OTTAWA - Ontario will not get shafted by federal plans to rein in the growth of Canada's $13.6-billion wealth-sharing program, Finance Minister Jim Flaherty says.

Flaherty is poised to unveil a plan Monday to constrain the growth of the equalization program -- a move that has set off alarm bells in Ontario as the province teeters on the brink of have-not status.

Premier Dalton McGuinty's government fears the federal government intends to rejig the program to ensure that the country's largest province will not qualify for hundreds of millions of dollars in equalization payments from Ottawa.

But Flaherty told The Canadian Press that's not his intention.

"That is not what this is about, no," he said in an interview.

Flaherty was planning to talk Sunday to his Ontario counterpart, Dwight Duncan, before meeting Monday with all provincial finance ministers to explain what he has in mind.

"It'll give me an opportunity to explain what Ontario's involvement would be were Ontario to be a recipient of equalization in the next fiscal year," he said.

"In fact, the news for Ontario is good. Ontario, in fact, will benefit substantially."

Ontario is the only province that has never received any payments under the 51-year-old equalization program, which is intended to ensure that have-not provinces are able to provide comparable services at taxation levels comparable to those in wealthy provinces.

However, a report by TD Economics last April projected that economically-battered Ontario will qualify for equalization of $400 million in 2010-11 and $1.3 billion the following year. Deteriorating economic conditions in the country's manufacturing heartland since the report's release could well hasten the province's descent into have-not status during the 2009-10 fiscal year.

On Friday, Duncan warned that the federal government will face a "tidal wave of anger and opposition" if it tries to preclude the province from receiving equalization.

"It appears as though what the federal government is going to do is to change the equalization formula to prevent Ontario from qualifying," Duncan said.

"So at the very time recession and the downturn in the economy in Ontario is happening, the federal government is looking for ways to not assist Ontario. So we will be really fighting this tooth and nail."

Flaherty predicted Duncan will "be saying quite a different thing once he understands what we're proposing to do.

"It's very simple, and that is that we have to constrain the growth of the plan. There'll be more money for those provinces entitled to equalization, and Ontario may well be entitled to equalization and there will be money for Ontario."

In the absence of any details, however, Flaherty's assurances were greeted with skepticism by the McGuinty government.

"After paying over $100 billion over five decades to the rest of Canada through equalization and not getting a penny in return, Ontarians should be more than a little skeptical of the latest noises coming from Ottawa," a provincial official said.
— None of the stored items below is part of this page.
PR #6, opened 2021-01-29
Dimension swap

MilesCranmer:
Following Flux.jl's format, this PR switches the batch axis to be the last axis. Now the input `X` array is [features, rows] rather than previous [rows, features].

I have `@deprecated` `RunSR` to do this transpose automatically, so existing code should still work. I also created a new function `EquationSearch` which requires the proper format at input. This will be the main SR function going forward.

I do not plan on changing the array format of https://github.com/MilesCranmer/PySR - that one will remain [rows, features] following the standard format in many Python ML frameworks. I will just have https://github.com/MilesCranmer/PySR/pull/26 transpose the array when calling out to the Julia backend.

@patrick-kidger how does this look?

cc @DhananjayAshok

### DIFF
--- a/src/Deprecates.jl
+++ b/src/Deprecates.jl
@@ -1,0 +1,4 @@
+using Base: @deprecate
+
+# Now the batch dimension is the last axis!
+@deprecate RunSR(X, y; kw...) EquationSearch(convert(Array, X'), y; kw...)
--- a/src/Deprecates.jl
+++ b/src/Deprecates.jl
@@ -1,4 +1,4 @@
 using Base: @deprecate
 
 # Now the batch dimension is the last axis!
-@deprecate RunSR(X, y; kw...) EquationSearch(convert(Array, X'), y; kw...)
+@deprecate RunSR(X, y; kw...) EquationSearch(copy(transpose(X)), y; kw...)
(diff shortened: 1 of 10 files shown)


src/Deprecates.jl
```diff
@@ -0,0 +1,4 @@
+using Base: @deprecate
+
+# Now the batch dimension is the last axis!
+@deprecate RunSR(X, y; kw...) EquationSearch(convert(Array, X'), y; kw...)
```
patrick-kidger, line 4: `X'` is the adjoint, not the transpose, of a matrix. Subtly different things.
Also I don't think the `convert` should be necessary provided `EquationSearch` takes the argument type to be `AbstractArray`.

patrick-kidger (commented):
Nitpick aside, LGTM!

src/Deprecates.jl
MilesCranmer: Ah, good catch! I guess it doesn't matter since we enforce `<:Real` types but still probably good to change since complex numbers would be nice to eventually include.

I convert to Array since I wasn't sure if `X'` or `transpose(X)` is just a new view of the array, or if it actually reshapes it? For example:

```julia
X = randn(Float32, 100, 5);
y = transpose(X)
typeof(y)
```
gives: 
```
LinearAlgebra.Transpose{Float32,Array{Float32,2}}
```
any idea?

Thanks!
Miles

MilesCranmer: Oh, it seems like `copy(y)` is enough to force it to change the shape

MilesCranmer: Okay, pushed!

The official added that any changes that limit Ontario's ability "to fully benefit from the program for the first time would be hard to swallow given the challenges hitting our economy."

Flaherty acknowledged that Ontario's inclusion among equalization recipients would be costly to the federal treasury. But he said Ottawa would need to rein in the rate of growth of equalization payments, irrespective of Ontario's status.

"The reality is that the growth in equalization payments . . . is about 15 per cent per year and given what is happening in the world today, including in Canada, that is not sustainable. We could continue on that path, and we would run deficits and the equalization program would go bankrupt."

Flaherty said the unsustainable increases are due primarily to "unprecedented volatility" in natural resource prices.

The equalization formula adopted by the Harper government just last year, after acrimonious negotiations with the provinces, is based on the average fiscal capacity of all 10 provinces, including 50 per cent of their non-renewable natural resource revenues.

Because payments are based on a three-year average with a two-year time lag, Flaherty said the federal government could wind up "paying equalization on the basis of $140 per barrel oil at a time when, as you know, the price of oil is in the sixties."

Ontario's concern about Flaherty's intentions is based on bitter past experience. The impact of energy prices on the cost of equalization today is almost identical to conditions in the 1970s, when the federal government modified the program to prevent a recession-ravaged Ontario from qualifying.

Ontario's entry into the equalization program would be a double-whammy on the federal treasury. It would mean not only paying hundreds of millions to Ontario, but increased payments to the other six equalization-receiving provinces as well.

Equalization payments are currently capped so that no receiving province winds up with a fiscal capacity greater than that of the poorest non-recipient province, which is now Ontario. But if Ontario becomes a recipient, the cap would rise to next poorest province, British Columbia, whose fiscal capacity is much higher than Ontario's.

Alberta and Saskatchewan are the only other provinces that currently do not receive equalization.